- [Brief]: Go through the listing below and gather every line with the word "factor".

---------- Data section ----------

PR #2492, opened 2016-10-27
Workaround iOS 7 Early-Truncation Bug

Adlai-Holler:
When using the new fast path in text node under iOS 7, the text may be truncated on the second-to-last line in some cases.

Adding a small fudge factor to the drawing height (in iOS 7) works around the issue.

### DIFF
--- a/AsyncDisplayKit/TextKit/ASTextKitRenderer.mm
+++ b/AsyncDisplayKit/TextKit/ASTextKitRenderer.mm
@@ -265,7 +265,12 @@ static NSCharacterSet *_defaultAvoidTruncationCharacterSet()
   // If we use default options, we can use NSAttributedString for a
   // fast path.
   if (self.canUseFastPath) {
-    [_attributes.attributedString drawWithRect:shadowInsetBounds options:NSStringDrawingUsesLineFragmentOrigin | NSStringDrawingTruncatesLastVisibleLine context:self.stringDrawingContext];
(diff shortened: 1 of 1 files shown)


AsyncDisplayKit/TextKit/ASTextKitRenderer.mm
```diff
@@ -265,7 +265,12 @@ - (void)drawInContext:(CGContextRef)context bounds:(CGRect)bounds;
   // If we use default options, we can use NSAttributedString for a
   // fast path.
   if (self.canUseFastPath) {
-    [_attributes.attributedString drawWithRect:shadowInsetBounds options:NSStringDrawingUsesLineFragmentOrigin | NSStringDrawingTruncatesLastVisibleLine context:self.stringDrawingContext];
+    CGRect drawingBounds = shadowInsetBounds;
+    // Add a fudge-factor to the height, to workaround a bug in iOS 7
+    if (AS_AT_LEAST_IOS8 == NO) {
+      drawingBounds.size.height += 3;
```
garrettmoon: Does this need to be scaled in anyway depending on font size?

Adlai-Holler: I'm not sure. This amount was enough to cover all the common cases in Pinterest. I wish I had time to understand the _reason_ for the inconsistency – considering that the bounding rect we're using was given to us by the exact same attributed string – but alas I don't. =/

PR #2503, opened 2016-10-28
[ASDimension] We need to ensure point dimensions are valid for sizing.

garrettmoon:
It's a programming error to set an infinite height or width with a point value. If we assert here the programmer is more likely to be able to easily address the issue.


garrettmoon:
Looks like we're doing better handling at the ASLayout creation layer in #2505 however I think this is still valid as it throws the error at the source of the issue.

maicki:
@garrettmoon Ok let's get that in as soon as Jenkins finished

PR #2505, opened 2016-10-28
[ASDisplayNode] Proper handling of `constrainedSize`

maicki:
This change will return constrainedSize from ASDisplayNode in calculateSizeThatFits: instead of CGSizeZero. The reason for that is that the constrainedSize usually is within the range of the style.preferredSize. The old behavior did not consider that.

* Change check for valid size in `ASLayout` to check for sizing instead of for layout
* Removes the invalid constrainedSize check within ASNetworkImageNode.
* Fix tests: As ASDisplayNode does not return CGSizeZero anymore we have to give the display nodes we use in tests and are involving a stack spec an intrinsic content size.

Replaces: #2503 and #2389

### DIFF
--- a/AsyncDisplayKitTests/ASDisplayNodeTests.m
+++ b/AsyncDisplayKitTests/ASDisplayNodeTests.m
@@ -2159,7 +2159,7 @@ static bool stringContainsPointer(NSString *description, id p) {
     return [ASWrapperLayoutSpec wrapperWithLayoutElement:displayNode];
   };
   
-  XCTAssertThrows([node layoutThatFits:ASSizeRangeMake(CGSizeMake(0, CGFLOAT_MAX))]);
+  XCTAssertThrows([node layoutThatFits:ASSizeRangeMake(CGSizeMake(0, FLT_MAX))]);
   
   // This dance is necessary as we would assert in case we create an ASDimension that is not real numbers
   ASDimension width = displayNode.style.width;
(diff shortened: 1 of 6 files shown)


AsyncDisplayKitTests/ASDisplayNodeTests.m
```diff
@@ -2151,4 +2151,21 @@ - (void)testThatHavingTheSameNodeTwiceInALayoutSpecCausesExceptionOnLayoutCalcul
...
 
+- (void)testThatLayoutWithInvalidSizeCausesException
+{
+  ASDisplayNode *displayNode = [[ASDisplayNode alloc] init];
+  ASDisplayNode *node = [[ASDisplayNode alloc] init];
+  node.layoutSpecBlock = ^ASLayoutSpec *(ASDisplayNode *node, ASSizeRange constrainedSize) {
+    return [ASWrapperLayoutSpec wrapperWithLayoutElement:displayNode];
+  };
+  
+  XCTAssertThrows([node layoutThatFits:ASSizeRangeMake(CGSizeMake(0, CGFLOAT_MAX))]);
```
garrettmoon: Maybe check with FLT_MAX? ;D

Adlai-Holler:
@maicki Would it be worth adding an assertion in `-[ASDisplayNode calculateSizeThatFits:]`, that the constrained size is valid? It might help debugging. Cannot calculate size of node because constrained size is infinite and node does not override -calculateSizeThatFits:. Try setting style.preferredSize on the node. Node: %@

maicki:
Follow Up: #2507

----------

- [Exercise result]:
Adding a small fudge factor to the drawing height (in iOS 7) works around the issue.
+    // Add a fudge-factor to the height, to workaround a bug in iOS 7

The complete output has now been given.